BioBlitzes have followed on from this. They are a fantastic platform to celebrate this diversity, says Jenna Ho Marris, co-founder of the Tai Tam Tuk Foundation. “Wetlands are disappearing faster than any other habitat, including forests,” she says. “But in Hong Kong, a wetland is only 20 minutes away from most people.”

Jenna Ho Marris (left) is co-founder of the Tai Tam Tuk Foundation. Photo: Antony Dickson

The foundation hosted its first BioBlitz in 2015 and since then three Hong Kong universities have carried out their own “blitzes”. In 2019, an Eco-Learn Institute is also set to open in Sheung Shui, using a BioBlitz programme to cater for 16,000 people a year.

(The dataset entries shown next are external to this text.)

Issue #12283, opened 2025-05-12
Create a fuzzer for notebook sharing on Joplin Server


laurent22:
It seems there's a bug related to sharing in Joplin Server/Cloud but it's unclear under which condition it happens. So we could create a fuzzer that randomly do various sharing-related action to find out which ones can cause issues.

It would need to randomly do various tasks:

- Sharing a notebook
- Unsharing a notebook
- Sharing a notebook, having the other person reject the share
- After a share is rejected, share the notebook again and this time accept it
- Change notes in one notebook, sync
- Share a notebook; other user accepts it; notebook is unshared; notebook is shared again before sync

etc.

Maybe everything should be split into "actions" (sharing, unsharing, accepting, rejecting, sync, etc.) then all those would be executed randomly.

After each step, the system should check if the current state is as expected - what notes are on the servers, what notes are on each client.

There's an existing `fuzzing.js` file, and a similar setup could be used: dynamically create CLI clients and use them to do various actions.

PR #12583, opened 2025-06-26
Server: Fix notebooks remain shared after being permanently deleted by the share owner

personalizedrefrigerator:
# Summary

This pull request fixes a bug found while working on https://github.com/laurent22/joplin/issues/12283 — if:
1. A share was created by user A.
2. User A added user B to the share.
3. User B accepted the share.
4. User A deleted the shared notebook (skipping the trash).

Then the (now empty) share would still exist and the shared notebook would still appear in the sidebar for user B.

With this pull request, when the owner deletes a notebook, it is also unshared.

# Testing plan

1. Create and set up two users (`self@localhost` and `self2@localhost`).
2. Create a notebook for `self2@localhost`
3. Share the notebook with `self@localhost`
4. Accept the share from `self@localhost`
5. Sync
6. Delete the notebook from `self2@localhost` (move to the trash, then empty the trash) and sync.
7. Sync
8. Verify that the notebook is no longer present for `self@localhost`.

# Remaining issue

If the testing plan is repeated, but the deleted notebook contains a note, then that note is moved to "Conflicts" on `self@localhost` with the following log output:
<details><summary>Logs (filtered by containing "conflict")</summary>

```
11:40:49: Synchronizer: Sync: noteConflict: remote has been deleted, but local has changes: Note: (Local 24162a88a5604dd99c5ff24dcfffd4da)
11:40:49: handleConflictAction: Handling conflict: noteConflict
11:40:49: handleConflictAction: local: {id: '24162a88a5604dd99c5ff24dcfffd4da', parent_id: 'bd6b7d9371d64715a2ca8ea94bbe4e22', title: 'Test', body: 'Test', created_time: 1750963203989, …}altitude: "0.0000"application_data: ""author: ""body: "Test"conflict_original_id: ""created_time: 1750963203989deleted_time: 0encryption_applied: 0encryption_cipher_text: ""id: "24162a88a5604dd99c5ff24dcfffd4da"is_conflict: 0is_shared: 0is_todo: 0latitude: "47.68148750"longitude: "-122.20873530"markup_language: 1master_key_id: ""order: 0parent_id: "bd6b7d9371d64715a2ca8ea94bbe4e22"share_id: ""source: "joplindev-desktop"source_application: "net.cozic.joplindev-desktop"source_url: ""sync_time: 1750963216805title: "Test"todo_completed: 0todo_due: 0type_: 1updated_time: 1750963244437user_created_time: 1750963203989user_data: ""user_updated_time: 1750963206092[[Prototype]]: Object remoteContent null
11:40:49: handleConflictAction: remoteExists: false
11:40:50: DeleteAction: sync: handleConflictAction: note/resource conflict: titles: ["Test"]; Item IDs: ["24162a88a5604dd99c5ff24dcfffd4da"]
11:40:50: Synchronizer: Sync: itemConflict: remote has been deleted, but local has changes: Folder: (Local bd6b7d9371d64715a2ca8ea94bbe4e22)
11:40:50: handleConflictAction: Handling conflict: itemConflict
11:40:50: handleConflictAction: local: {id: 'bd6b7d9371d64715a2ca8ea94bbe4e22', title: 'Test', created_time: 1750963194457, updated_time: 1750963244334, user_created_time: 1750963194457, …} remoteContent null
11:40:50: handleConflictAction: remoteExists: false
11:40:50: DeleteAction: sync: handleConflictAction: non-note conflict: folder title: "Test"; Item IDs: ["bd6b7d9371d64715a2ca8ea94bbe4e22"]
11:40:50: Synchronizer: noteConflict: 1
11:40:50: Synchronizer: itemConflict: 1
```

</details>

**Note**: This issue seems to also happen without this pull request if, instead of deleting the shared notebook, the owner unshares the notebook.


personalizedrefrigerator:
Closing until it has been verified that the "Remaining issue" listed above is not a regression. **Edit**: In this specific case (deleting the notebook), the remaining issue is a regression. However, I can also reproduce the issue if the owner account unshares (rather than deletes) the notebook.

MakerBay, a co-working space for inventors, held the city’s first “Citizen Science Fair” in August, including its own Urban BioBlitz, and hosted workshops to make devices to measure water and air quality. Its director, Cesar Jung-Harada, believes that Hong Kong’s shift from fishing village to post-industrial world city now poses real challenges.

“We cannot rely only on government and universities,” Jung-Harada says. “Hong Kong people can contribute to the understanding and improvement of our environment, through data and direct action as citizen scientists.”

The recent Tai Tam Tuk BioBlitz was a success and recorded more than 500 different kinds of species, including a sea horse and a blue spider nicknamed “Tiffany Blue”.

I want to show people how fascinating [ants] are. They are capable of constructing amazing homes, [while] they do good for the environment by circulating soil and dispersing seeds
Jonathan Lee, 11

To attract young citizen scientists, the latest BioBlitz included a session for children aged seven and under, in which participants pressed leaves and hunted for insects and plants. For older kids, Grobler was on hand to show them how to extract DNA from insects.

At a weekly community lab in the city, he encourages people to come up with their own DIY experiments, and one of his main projects is bar coding bird and animal species to demonstrate Hong Kong’s biodiversity.

One of the youngest and most dedicated DIY citizen scientists in Hong Kong is ant expert Lee, and he joins others in wanting to “get more people to like this stuff”.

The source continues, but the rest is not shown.